Lucien, conduit par l’abbé, visita cinq ou six fois la récluse à Saint-Germain. Le féroce conducteur de ces machinations avait jugé ces entrevues nécessaires pour empêcher Esther de dépérir, car sa beauté passait à l’état de capital. Au moment de quitter la maison du Garde, il amena Lucien et la pauvre courtisane au bord d’un chemin désert, à un endroit d’où l’on voyait Paris, et où personne ne pouvait les entendre. Tous trois ils s’assirent au soleil levant, sous un tronçon de peuplier abattu devant ce paysage, un des plus magnifiques du monde, et qui embrasse le cours de la Seine, Montmartre, Paris, Saint-Denis.
— Mes enfants, dit Carlos, votre rêve est fini. Toi, ma petite, tu ne reverras plus Lucien ; ou, si tu le vois, tu dois l’avoir connu, il y a cinq ans, pendant quelques jours seulement.
— Voilà donc ma mort arrivée ! dit-elle sans verser une larme.
— Eh ! voilà cinq ans que tu es malade, reprit l’abbé. Suppose-toi poitrinaire, et meurs sans nous ennuyer de tes élégies. Mais tu vas voir que tu peux encore vivre, et très-bien !.. Laisse-nous, Lucien, va cueillir des sonnets, dit-il en lui montrant un champ à quelques pas d’eux.
Lucien jeta sur Esther un regard mendiant, un de ces regards propres à ces hommes faibles et avides, pleins de tendresse dans le cœur et de lâcheté dans le caractère. Esther lui répondit par un signe de tête qui voulait dire : — Je vais écouter le bourreau pour savoir comment je dois poser ma tête sous la hache, et j’aurai le courage de bien mourir. Ce fut si gracieux et, en même temps, si plein d’horreur, que le poète pleura ; Esther courut à lui, le serra dans ses bras, but cette larme et lui dit : — Sois tranquille ! un de ces mots qui se disent avec les gestes et les yeux, avec la voix du délire.
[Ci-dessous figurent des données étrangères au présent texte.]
PR #348, opened 2025-04-08
Move platform requirements to availability annotations

glbrntt:
Adding or raising the deployment platforms in the package manifest is a SemVer major breaking change as consumers must also add or raise their deployment platforms. This is a known limitation of SwiftPM.

Unforunately this means that it's very difficult for non-leaf packages to adopt packages which declare their platforms in the manifest. Doing so puts the brakes on adoption and ecosystem growth. For 'core' packages like this one availability constraints should be expressed on declarations rather than in the manifest.

This patch adds equivalent availability annotations to declarations across the package and removes platforms from the package manifest.

### DIFF
--- a/Package.swift
+++ b/Package.swift
@@ -1,15 +1,39 @@
 // swift-tools-version: 5.8
 
 import PackageDescription
+import CompilerPluginSupport
+
+// Availability Macros
+let availabilityTags = [_Availability("AsyncAlgorithms")]
+let versionNumbers = ["1.0"]
+
+// Availability Macro Utilities
+enum _OSAvailability: String {
+  // This should match the package's deployment target
+  case alwaysAvailable = "macOS 10.15, iOS 13.0, tvOS 13.0, watchOS 6.0"
+  // Use 10000 for future availability to avoid compiler magic around
+  // the 9999 version number but ensure it is greater than 9999
+  case future = "macOS 10000, iOS 10000, tvOS 10000, watchOS 10000"
+}
+
+struct _Availability {
+  let name: String
+  let osAvailability: _OSAvailability
+
+  init(_ name: String, availability: _OSAvailability = .alwaysAvailable) {
+    self.name = name
+    self.osAvailability = availability
+  }
+}
+
+let availabilityMacros: [SwiftSetting] = versionNumbers.flatMap { version in
+  availabilityTags.map {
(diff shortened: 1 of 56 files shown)


glbrntt:
@phausler note that Swift 5.6 and Swift 5.7 still use `platforms` per `Package@swift-5.7.swift` (`enableExperimentalFeature` and `CompilerPluginSupport` aren't available).

Package.swift
```diff
@@ -1,15 +1,39 @@
...
+import CompilerPluginSupport
+
+// Availability Macros
+let availabilityTags = [_Availability("AsyncAlgorithms")]
+let versionNumbers = ["1.0"]
+
+// Availability Macro Utilities
+enum _OSAvailability: String {
+  // This should match the package's deployment target
+  case alwaysAvailable = "macOS 10.15, iOS 13.0, tvOS 13.0, watchOS 6.0"
```
phausler, line 13: naming nit: this should probably be more so named `initialIntroduction` and not the "alwaysAvailable" since this is not something that has always been around.

Package.swift
```diff
@@ -1,15 +1,39 @@
...
+  // Use 10000 for future availability to avoid compiler magic around
+  // the 9999 version number but ensure it is greater than 9999
+  case future = "macOS 10000, iOS 10000, tvOS 10000, watchOS 10000"
```
phausler, line 16: it might be good to have a "pending" case for the 9999 versions

Package.swift
```diff
@@ -1,15 +1,39 @@
...
 
 import PackageDescription
+import CompilerPluginSupport
+
+// Availability Macros
+let availabilityTags = [_Availability("AsyncAlgorithms")]
+let versionNumbers = ["1.0"]
+
+// Availability Macro Utilities
+enum _OSAvailability: String {
```
phausler, line 11: naming nit: this doesn't need an underscore since this is not public API (it is restricted to the package)

Package.swift
```diff
@@ -1,15 +1,39 @@
...
+  // This should match the package's deployment target
+  case alwaysAvailable = "macOS 10.15, iOS 13.0, tvOS 13.0, watchOS 6.0"
+  // Use 10000 for future availability to avoid compiler magic around
+  // the 9999 version number but ensure it is greater than 9999
+  case future = "macOS 10000, iOS 10000, tvOS 10000, watchOS 10000"
+}
+
+struct _Availability {
```
phausler, line 19: ditto here on the underscore.

phausler (approved):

Carlos se mit à expliquer nettement, sans ambiguïté, souvent avec d’horribles mots propres, la situation critique de Lucien, sa position à l’hôtel de Grandlieu, sa belle vie s’il triomphait, et enfin la nécessité pour Esther de se sacrifier à ce magnifique avenir.
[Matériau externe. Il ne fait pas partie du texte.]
PR #362, opened 2025-08-20
Update the project to address concurrency failures for 6.2 build modes.

phausler:
When updating to the latest language mode there are a ton of warnings that became errors around Swift Concurrency. This addresses all of the errors so far (and caught a subtile compiler bug for sendable types within the buffer algorithm).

— Que faut-il faire ? s’écria-t-elle fanatisée.
— M’obéir aveuglément, dit Carlos. Et de quoi pourriez-vous vous plaindre ? Il ne tiendra qu’à vous de vous faire un beau sort. Vous allez devenir ce que sont Tullia, Florine, Mariette et la Val-Noble, vos anciennes amies, la maîtresse d’un homme riche que vous n’aimerez pas. Une fois nos affaires faites, notre amoureux est assez riche pour vous rendre heureuse...
— Heureuse !... dit-elle en levant les yeux au ciel.
— Vous avez eu cinq ans de paradis, reprit-il. Ne peut-on vivre avec de pareils souvenirs ?...
— Je vous obéirai, répondit-elle en essuyant une larme dans le coin de ses yeux. Ne vous inquiétez pas du reste ! Vous l’avez dit, mon amour est une maladie mortelle.
— Ce n’est pas tout, reprit Carlos, il faut rester belle. A vingt-deux ans et demi, vous êtes à votre plus haut point de beauté, grâce à votre bonheur. Enfin, redevenez surtout la Torpille. Soyez espiègle, dépensière, rusée, sans pitié pour le millionnaire que je vous livre. Écoutez !... cet homme a été sans pitié pour bien du monde, il s’est engraissé des fortunes de la veuve et de l’orphelin, vous serez leur Vengeance !... Asie viendra vous prendre en fiacre, et vous serez à Paris ce soir. Si vous laissiez soupçonner vos liaisons depuis six ans avec Lucien, autant vaudrait lui tirer un coup de pistolet dans la tête. On vous demandera ce que vous êtes devenue : vous répondrez que vous avez été emmenée en voyage par un Anglais excessivement jaloux. Vous avez eu jadis assez d’esprit pour bien blaguer, retrouvez tout cet esprit-là...
Avez-vous jamais vu un radieux cerf-volant, ce géant des papillons de l’enfance, tout chamarré d’or, planant dans les cieux ?... Les enfants oublient un moment la corde, un passant la coupe : le météore donne, en langage de collége, une tête, et il tombe avec une effrayante rapidité. Telle Esther en entendant Carlos.